About this exercise: Using the records below, repeat exactly the lines from the one holding "PR #8282, opened 2023-02-15" through the one holding "-from ghapi.all import GhApi, paged", both ends included, and no others.
++++++++
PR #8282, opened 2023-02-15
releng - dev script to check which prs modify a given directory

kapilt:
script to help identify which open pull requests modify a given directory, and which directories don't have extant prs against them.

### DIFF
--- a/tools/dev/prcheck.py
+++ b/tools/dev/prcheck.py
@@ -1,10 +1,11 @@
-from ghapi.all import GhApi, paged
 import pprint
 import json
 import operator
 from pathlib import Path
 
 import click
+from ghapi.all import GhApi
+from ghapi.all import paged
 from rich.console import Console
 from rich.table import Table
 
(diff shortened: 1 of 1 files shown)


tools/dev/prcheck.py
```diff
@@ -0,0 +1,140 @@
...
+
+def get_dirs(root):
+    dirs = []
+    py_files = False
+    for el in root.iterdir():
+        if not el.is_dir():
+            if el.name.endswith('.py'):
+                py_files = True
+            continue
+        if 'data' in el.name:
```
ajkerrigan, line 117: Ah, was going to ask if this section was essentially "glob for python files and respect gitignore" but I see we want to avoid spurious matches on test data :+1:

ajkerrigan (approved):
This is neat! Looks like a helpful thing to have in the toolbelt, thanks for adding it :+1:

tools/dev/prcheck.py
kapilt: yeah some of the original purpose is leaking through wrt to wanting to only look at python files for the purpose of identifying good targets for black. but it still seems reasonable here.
++++++++
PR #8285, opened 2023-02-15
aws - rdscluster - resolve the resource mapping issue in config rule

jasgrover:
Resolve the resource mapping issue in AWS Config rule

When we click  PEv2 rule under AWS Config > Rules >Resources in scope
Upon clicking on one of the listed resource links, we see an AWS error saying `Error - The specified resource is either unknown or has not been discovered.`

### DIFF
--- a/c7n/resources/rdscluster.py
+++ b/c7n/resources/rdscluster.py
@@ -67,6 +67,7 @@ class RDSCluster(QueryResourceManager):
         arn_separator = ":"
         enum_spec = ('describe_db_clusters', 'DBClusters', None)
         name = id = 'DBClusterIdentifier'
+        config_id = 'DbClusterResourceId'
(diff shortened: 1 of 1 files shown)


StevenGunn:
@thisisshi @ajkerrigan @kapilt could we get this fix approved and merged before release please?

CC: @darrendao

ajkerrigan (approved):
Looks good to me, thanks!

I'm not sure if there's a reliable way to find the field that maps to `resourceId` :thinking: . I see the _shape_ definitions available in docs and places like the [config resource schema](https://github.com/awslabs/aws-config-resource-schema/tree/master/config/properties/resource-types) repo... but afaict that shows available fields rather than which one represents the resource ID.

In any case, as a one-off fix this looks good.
++++++++
Result below:
PR #8282, opened 2023-02-15
releng - dev script to check which prs modify a given directory

kapilt:
script to help identify which open pull requests modify a given directory, and which directories don't have extant prs against them.

### DIFF
--- a/tools/dev/prcheck.py
+++ b/tools/dev/prcheck.py
@@ -1,10 +1,11 @@
-from ghapi.all import GhApi, paged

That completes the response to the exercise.